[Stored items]
□ □ □ □ □
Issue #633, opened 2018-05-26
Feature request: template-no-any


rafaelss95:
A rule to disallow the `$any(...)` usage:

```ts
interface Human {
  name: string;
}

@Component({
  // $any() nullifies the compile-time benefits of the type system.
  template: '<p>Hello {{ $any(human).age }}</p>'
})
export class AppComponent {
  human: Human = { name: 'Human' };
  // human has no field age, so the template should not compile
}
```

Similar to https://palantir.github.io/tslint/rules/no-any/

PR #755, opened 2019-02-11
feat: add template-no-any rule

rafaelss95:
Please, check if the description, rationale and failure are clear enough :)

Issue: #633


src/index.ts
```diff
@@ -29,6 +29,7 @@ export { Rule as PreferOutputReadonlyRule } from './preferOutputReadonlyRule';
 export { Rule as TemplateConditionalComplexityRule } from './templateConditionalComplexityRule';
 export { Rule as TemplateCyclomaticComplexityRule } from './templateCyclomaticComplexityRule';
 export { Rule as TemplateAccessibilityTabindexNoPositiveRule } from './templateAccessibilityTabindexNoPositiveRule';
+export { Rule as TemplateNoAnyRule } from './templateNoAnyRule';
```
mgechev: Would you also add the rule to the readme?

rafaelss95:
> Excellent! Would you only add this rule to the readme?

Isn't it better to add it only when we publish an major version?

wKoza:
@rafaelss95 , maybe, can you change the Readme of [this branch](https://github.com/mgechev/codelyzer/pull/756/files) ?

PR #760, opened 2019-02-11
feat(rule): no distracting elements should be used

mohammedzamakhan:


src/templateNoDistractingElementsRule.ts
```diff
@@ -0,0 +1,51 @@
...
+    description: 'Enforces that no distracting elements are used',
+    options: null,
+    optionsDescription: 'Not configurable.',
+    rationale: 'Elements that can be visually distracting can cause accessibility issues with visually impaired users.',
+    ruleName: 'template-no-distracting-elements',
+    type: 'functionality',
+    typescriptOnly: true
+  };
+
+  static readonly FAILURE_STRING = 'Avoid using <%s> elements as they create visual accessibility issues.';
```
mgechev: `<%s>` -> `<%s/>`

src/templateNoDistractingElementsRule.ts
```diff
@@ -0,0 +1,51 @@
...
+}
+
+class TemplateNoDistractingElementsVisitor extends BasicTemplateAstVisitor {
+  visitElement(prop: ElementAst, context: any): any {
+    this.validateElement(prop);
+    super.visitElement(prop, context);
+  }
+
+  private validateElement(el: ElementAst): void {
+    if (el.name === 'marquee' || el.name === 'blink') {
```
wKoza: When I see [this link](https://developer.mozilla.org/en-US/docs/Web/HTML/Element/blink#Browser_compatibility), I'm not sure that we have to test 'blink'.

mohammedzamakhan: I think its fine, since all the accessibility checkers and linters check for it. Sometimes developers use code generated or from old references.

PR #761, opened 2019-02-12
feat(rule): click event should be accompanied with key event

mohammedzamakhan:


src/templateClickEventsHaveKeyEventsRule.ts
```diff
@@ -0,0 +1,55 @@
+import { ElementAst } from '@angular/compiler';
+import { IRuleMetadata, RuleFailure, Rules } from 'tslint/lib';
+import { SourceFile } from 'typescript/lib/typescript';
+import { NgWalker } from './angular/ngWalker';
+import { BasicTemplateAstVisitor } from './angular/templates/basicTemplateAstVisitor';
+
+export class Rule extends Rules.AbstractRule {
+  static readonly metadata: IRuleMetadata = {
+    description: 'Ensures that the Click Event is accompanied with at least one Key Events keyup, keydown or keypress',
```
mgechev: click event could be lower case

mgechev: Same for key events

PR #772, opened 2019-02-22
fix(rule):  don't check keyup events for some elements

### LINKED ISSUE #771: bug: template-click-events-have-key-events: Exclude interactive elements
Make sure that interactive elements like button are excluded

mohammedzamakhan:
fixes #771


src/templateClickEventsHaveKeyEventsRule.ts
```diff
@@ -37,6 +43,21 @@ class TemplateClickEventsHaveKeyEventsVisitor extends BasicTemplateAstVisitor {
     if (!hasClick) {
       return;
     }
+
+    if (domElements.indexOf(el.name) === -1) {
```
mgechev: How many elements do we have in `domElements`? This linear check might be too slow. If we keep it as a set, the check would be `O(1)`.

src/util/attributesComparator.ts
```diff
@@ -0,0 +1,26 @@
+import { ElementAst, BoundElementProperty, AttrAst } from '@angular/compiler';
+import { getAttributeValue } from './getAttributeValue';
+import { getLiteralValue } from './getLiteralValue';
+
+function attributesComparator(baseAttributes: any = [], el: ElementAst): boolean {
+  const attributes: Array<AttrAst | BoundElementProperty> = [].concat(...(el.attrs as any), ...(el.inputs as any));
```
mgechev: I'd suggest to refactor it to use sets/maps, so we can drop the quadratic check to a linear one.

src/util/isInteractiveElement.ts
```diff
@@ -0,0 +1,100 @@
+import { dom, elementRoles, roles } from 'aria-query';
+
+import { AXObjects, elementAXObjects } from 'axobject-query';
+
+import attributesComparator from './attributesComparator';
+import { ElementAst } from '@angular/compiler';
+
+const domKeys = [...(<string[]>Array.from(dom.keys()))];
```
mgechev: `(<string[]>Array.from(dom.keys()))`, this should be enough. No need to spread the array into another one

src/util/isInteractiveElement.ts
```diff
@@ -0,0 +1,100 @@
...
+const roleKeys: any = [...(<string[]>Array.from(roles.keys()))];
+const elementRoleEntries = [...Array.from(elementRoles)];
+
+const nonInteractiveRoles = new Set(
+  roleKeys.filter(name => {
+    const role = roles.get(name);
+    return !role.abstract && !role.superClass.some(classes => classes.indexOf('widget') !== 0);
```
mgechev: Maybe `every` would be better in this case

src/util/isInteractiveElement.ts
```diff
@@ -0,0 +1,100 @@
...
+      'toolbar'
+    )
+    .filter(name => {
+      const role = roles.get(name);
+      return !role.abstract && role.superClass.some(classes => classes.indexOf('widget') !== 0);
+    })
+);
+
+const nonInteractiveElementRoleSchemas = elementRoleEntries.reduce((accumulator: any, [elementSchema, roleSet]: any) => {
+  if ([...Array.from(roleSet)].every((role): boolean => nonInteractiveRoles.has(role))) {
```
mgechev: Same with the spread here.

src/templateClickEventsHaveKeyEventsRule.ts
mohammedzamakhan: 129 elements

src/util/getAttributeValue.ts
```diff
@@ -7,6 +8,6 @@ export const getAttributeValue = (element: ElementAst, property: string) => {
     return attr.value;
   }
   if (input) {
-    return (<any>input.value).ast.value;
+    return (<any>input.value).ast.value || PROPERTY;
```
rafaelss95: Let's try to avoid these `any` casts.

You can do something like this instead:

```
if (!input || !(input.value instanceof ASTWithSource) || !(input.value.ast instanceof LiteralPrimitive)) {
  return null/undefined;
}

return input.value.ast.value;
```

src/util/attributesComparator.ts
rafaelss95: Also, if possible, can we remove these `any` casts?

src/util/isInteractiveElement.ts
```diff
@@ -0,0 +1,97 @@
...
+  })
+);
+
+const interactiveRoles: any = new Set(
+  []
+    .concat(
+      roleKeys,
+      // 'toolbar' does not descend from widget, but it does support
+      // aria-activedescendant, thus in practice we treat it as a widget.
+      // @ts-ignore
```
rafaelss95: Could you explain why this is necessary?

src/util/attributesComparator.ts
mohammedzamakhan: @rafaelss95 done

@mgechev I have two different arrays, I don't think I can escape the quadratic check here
□ □ □ □ □
* What the task requires *
Where the string "quadratic" appears in a line of the entries, that line counts; state the total number of such lines and nothing else.

* Your response *
2